# Quotes of the day



## Noldor_returned (Dec 13, 2005)

Please, I know there are a few quote threads already, but if I didn't do this I would go insane. Now, anybody who has heard a great statment/quote sometime during the day, post it for all to hear. Keep the language down, themes appropriate and have fun. They can be inspirational, funny, from a movie or just everyday life.
However, plagiarism is a sin, so all quotes must either have an author or be anonymous. Here's a few to get the ball rolling:


If we're here to help others, what are the others here for?
Why do round pizzas come in square boxes?
Why doesn't Tarzan have a beard?
If something seems difficult, it doesn't mean you shouldn't try. It just means you should try harder.
Go for it!


----------



## Barliman Butterbur (Dec 13, 2005)

• _The more it's advertised the less you need it._
• _Just when you need it they stop making it._

Barley


----------



## Barliman Butterbur (Dec 13, 2005)

*To any mod*

I notice that "Deep Thought" seems to be no longer displayed. Where'd it go?

Barley


----------



## Corvis (Dec 13, 2005)

"From the ashes of turmoil a titan will rise"
-Corvis


----------



## Noldor_returned (Dec 13, 2005)

Silly me, going on about plagiarism and I forgot to reference. Well, they're all anonymous.

Anyway, lying in bed and I thought up some more:


I will remember before I forget- Slipknot
A wizard is never late; nor is he early. He arrives precisely when he means to- Gandalf a.k.a. Tolkien's mind
Do or do not. There is no try- just about every Jedi in Star Wars
I'm Spartacus- I first found this on www.weebls-stuff.com and it was in the toons category
Do you like Green Eggs and Ham?- Sam I am in Green Eggs and Ham by Dr. Seuss


----------



## Noldor_returned (Dec 14, 2005)

Got another one...

I decided to make up a quote today. What did you think of it?- Me, the best, handsomest, funniest, cleverest and overall good guy.


----------



## Barliman Butterbur (Dec 14, 2005)

If you're _seriously_ interested in this stuff, then this will set you up for the rest of your life! 

Barley


----------



## Wolfshead (Dec 14, 2005)

An amusing quote I read today. Following Paulo di Canio's (Italian footballer who currently plays for Lazio) latest fascist salute he has said



> "I expect a robust defence from my club and this time I'm not going to settle for anything less. I expect my president to defend me, just like presidents do in other clubs, otherwise I'm going to be really pi$$ed off. If we are in the hands of the Jewish community it's the end"
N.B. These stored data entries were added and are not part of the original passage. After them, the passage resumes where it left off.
PR #373, opened 2022-06-15
Add GPOS definition to OpenType format

wezm:
As per title. The build will fail as I didn't update the `formats/data/opentype/EncodeSans[wdth,wght].snap` snapshot… after these changes it grows to 6.5Mb, which is perhaps a little excessive. <del>I'm not certain it's worth keeping the font in the repo 🤔 </del> It probably should be removed as it slows the tests down quite a bit.


formats/opentype.fathom
```diff
@@ -800,7 +800,7 @@ let single_substitution = {
     /// Format identifier
     subst_format <- u16be,
     /// Coverage table
-    coverage <- offset16 table_start coverage_table,
+    coverage <- offset16 table_start coverage_table, // TODO move
```
wezm, line 803: Hmm need to address this.

formats/opentype.fathom
```diff
@@ -1036,6 +1038,527 @@ let extension_substitution = (
...
+    let X_PLACEMENT_DEVICE : U16 = 0x0010;
+    let Y_PLACEMENT_DEVICE : U16 = 0x0020;
+    let X_ADVANCE_DEVICE : U16 = 0x0040;
+    let Y_ADVANCE_DEVICE : U16 = 0x0080;
+
+    let optional_field = fun (field : U16) => fun (format : Format) =>
+        match (u16_neq (u16_and flags field) 0) {
+            true => format,
+            false => empty,
+        };
```
mikeday, line 1099: This is nice!

formats/opentype.fathom
```diff
@@ -1036,6 +1038,527 @@ let extension_substitution = (
...
+        /// — may be NULL.
+        y_adv_device_offset <- optional_field Y_ADVANCE_DEVICE (offset16 table_start device_or_variation_index_table),
+    }
+);
+
+/// A value record that is `empty` if flags is 0
+let optional_value_record = fun (table_start : Pos) => fun (flags : U16) => match (u16_eq flags 0) {
+    true => empty,
+    false => value_record table_start flags
+};
```
mikeday, line 1137: Won't `value_record` already be empty if `flags` is zero?

wezm: Yep. I initially was going to just use `value_record` but doing that results in something like the following in the output:

```
{
    x_placement <- empty,
    y_placement <- empty,
    x_advance <- empty,
    y_advance <- empty,
    x_pla_device_offset <- empty,
    y_pla_device_offset <- empty,
    x_adv_device_offset <- empty,
    y_adv_device_offset <- empty,
}
```

instead of just `empty`. I thought having it named `optional_value_record` at the call-site was useful for clarity too.

mikeday (approved):
That looks great! Being able to share the definitions across GSUB and GPOS is perfect.

brendanzab (approved):
Looks good, to the extent I understand this part of OpenType at least!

Yep, he's going to get fined quite a lot...

Although a wee bit of research reveals it to be more serious than I originally interpreted it as. This article from the BBC explains the situation and includes



> While Lazio fans carried swastikas and the current neo-fascist symbol - the Celtic cross - on Sunday, some of their opponents responded by singing the old communist anthem, the Red Flag.


Since when did the Celtic cross become a neo-fascist symbol? Slightly worrying


----------



## Barliman Butterbur (Dec 14, 2005)

Wolfshead said:


> Since when did the Celtic cross become a neo-fascist symbol? Slightly worrying



That's not what you should be worried about. Worry about the ripple effect from this _Lazionazio._

Barley


----------



## Wolfshead (Dec 14, 2005)

Barliman Butterbur said:


> That's not what you should be worried about. Worry about the ripple effect from this _Lazionazio._


Ok, so perhaps worrying was the wrong word. But there _is_ the danger of a perfectly acceptable symbol being corrupted and being associated with fascism. Just like what happened with the swastika.

We're used to di Canio and his antics (he was fined back in March as well for another salute, and was banned a few years ago whilst playing in England after pushing over a referee), and the extremisim of some Italian fans is well documented. So his latest outburst isn't really a surprise.


----------



## Noldor_returned (Dec 16, 2005)

Well I can't think of any that I should have put up except for...

Damn you Salazar- I have no idea where this came from, so it is anonymous as far as I am concerned
Let me get this straight. You want to move out of a penthouse into a mouldy old cave inhabited by a dragon?- Meself again. God I'm good. This is actually said by me in a script I wrote based on a mix of Green Eggs and Ham and the Hobbit. I'm actually thinking of putting it up somewhere around these parts.


----------



## Noldor_returned (Dec 19, 2005)

I have some more. Firstly, if anyone has seen any of the Pink Panther movies, well done.

"What kind of bomb was it?" "The exploding kind..."-by Chief Inspector Clouseaus (playe by Peter Sellers) in Pink Panther Strikes Again
"Does your dog bite?" "No." *CIC pats dog, and dog bites him*"I thought you said your dog does not bite!" "That is not my dog..."- once again Chief Inspctr Clouseaus in the same movie
"Lightsabers and questions. Everbody has them." "Lightsabers?" "No, questions..."- Kyle Katarn and the bartender in one of the levels in Jedi Knight 2: Jedi Outcast


----------



## Majimaune (Dec 19, 2005)

yer only supposed to blow the bloody doors of-itlain job (origanal)

guys this is funny keep it up

Majimaune Leganimdok


----------



## Noldor_returned (Jan 11, 2006)

Got some more for y'all.


I'm not crazy, everyone else is!- meself
"It all keeps adding up, I think I'm cracking up..."- by Green Day in their song Basket Case.


----------



## Majimaune (Jan 12, 2006)

im not crazy im just insane- wouldnt have a clue where its from could be myself


----------